*** Supplied records Section Begins ***
PR #3394, opened 2017-10-27
Add an error message class for the method's missing arguments

maseev:
This PR is related to #1589. Specifically, it adds a new error message class for the following case `Typer.scala:1898 (def missingArgs)`

### DIFF
--- a/compiler/src/dotty/tools/dotc/typer/Typer.scala
+++ b/compiler/src/dotty/tools/dotc/typer/Typer.scala
@@ -1908,7 +1908,7 @@ class Typer extends Namer with TypeAssigner with Applications with Implicits wit
     def methodStr = err.refStr(methPart(tree).tpe)
 
     def missingArgs(mt: MethodType) = {
-      ctx.error(em"missing arguments for $methodStr", tree.pos)
+      ctx.error(MissingEmptyArgumentListForMethod(methPart(tree).symbol, methodStr), tree.pos)
       tree.withType(mt.resultType)
     }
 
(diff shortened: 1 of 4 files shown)


compiler/src/dotty/tools/dotc/typer/Typer.scala
```diff
@@ -1908,7 +1908,7 @@ class Typer extends Namer with TypeAssigner with Applications with Implicits wit
     def methodStr = err.refStr(methPart(tree).tpe)
 
     def missingArgs(mt: MethodType) = {
-      ctx.error(em"missing arguments for $methodStr", tree.pos)
+      ctx.error(MissingArgumentsForMethod(methodStr), tree.pos)
```
allanrenucci: This one is tricky. The idea of error messages is to contains useful information not only for the compiler but also for tools such as IDE. A string is not very helpful for an IDE. Ideally we would want to include the symbol of the method as well as the missing arguments. It should be something like:
```scala
case class MissingArgumentsForMethod(method: Symbol, missings: List[Symbol])(implicit ctx: Context)
```
You should look at what `def methodStr` is doing in order to get this information.

maseev: I totally agree that providing useful information for IDEs is a must, but here's the thing, this error message is about using a so-called nullary method which is described in [this](https://github.com/lampepfl/dotty/blob/master/docs/docs/reference/dropped/auto-apply.md) document. 

So, there are actually no missing arguments which a user forgot to provide because a method doesn't accept any arguments.

Maybe the initial error message is a little bit ambiguous. Because when I see this:

```
scala> def greet(): String = "hello" 
def greet(): String
scala> greet 
1 |greet
  |^^^^^
  |missing arguments for method greet
```

It makes me think that I forgot to provide the actual arguments for the method when the actual problem is that Dotty is stricter than Scala in terms of calling nullary methods.

allanrenucci: I agree the error message as well as the name of the message is ambiguous. It this message only applies for missing empty parameter list, then I would update the message accordingly

allanrenucci:
Superseded by #3407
*** Supplied records Section Ends ***
Nothing but the lines from the top of the entries above through the line with "--- a/compiler/src/dotty/tools/dotc/typer/Typer.scala" should be set down, each exactly as written.

Response to this exercise:
PR #3394, opened 2017-10-27
Add an error message class for the method's missing arguments

maseev:
This PR is related to #1589. Specifically, it adds a new error message class for the following case `Typer.scala:1898 (def missingArgs)`

### DIFF
--- a/compiler/src/dotty/tools/dotc/typer/Typer.scala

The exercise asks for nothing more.